I've seen a few misconceptions.
One guy mentioned that he used the license on his laptop. Manufacturers actually have a volume license. Your laptop came pre-activated from the manufacturer using a volume license. This key is used on multiple laptops fromt he company to help accelerate the manufacturing process. Many manufacturers do this. So, that key on the bottom of your laptop is a fresh, never been used, key that's intended for re-installation purposes without the need of using the recovery partition on the hard drive (face it, if you get a bad virus that kills the recovery partition, you'll need a CD and a license). So, if something happens to that recovery partition, you'll need to get another key since the one on the bottom of the laptop is in use on another computer. No, you can't uninstall Windows off that computer and use the license on your laptop. It's an OEM key, so it's tied to that computer.

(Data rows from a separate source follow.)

PR #32690, opened 2023-08-25
Boost: Show Performance History upgrade notice

haqadn:
Fixes Automattic/boost-cloud#362

## Proposed changes:
* Added a new Popover react component in js-packages/components
* Updated storybook config to easily develop react components in boost by allowing scss import from within boost
* Show upgrade notice for free users in Boost.

### Other information:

To the OP, Windows won't activate if you already used an OEM key on another computer.
I have never heard of this 6 month thing where MS only keeps a record for 6 months. It sounds like a myth from the internet. If MS was to do this, it would completely defeat the purpose of activation in the first place.
What the system basically uses for activation to determine if it's on another computer is the motherboard. Well, from various articles that I've read over the years, it's a point system. Certain components carry certain points. However, the motherboard will max out the points if changed and will fail activation. So, a different computer=different motherboard which means activation will fail.
You can reinstall the OS on the same computer as many times as you'd like.
If you buy an OEM copy, you don't need to worry about buying an upgrade version, since there is no OEM upgrade CD.